PR #5980, opened 2025-12-16
setjmp/longjmp based vforking

zebreus:
Currently, the `vfork()` syscall requires asyncifying the entire module to enable unwinding/rewinding. This PR explores using setjmp/longjmp to implement the vfork syscall.

## Explanation

We want to move the entire unwinding into guestspace.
___
--- What you have to do ---
Your answer must be the line holding "the vfork syscall." plus every later line to the end of the records, copied exactly.

--- Answer space ---
Currently, the `vfork()` syscall requires asyncifying the entire module to enable unwinding/rewinding. This PR explores using setjmp/longjmp to implement the vfork syscall.

## Explanation

We want to move the entire unwinding into guestspace.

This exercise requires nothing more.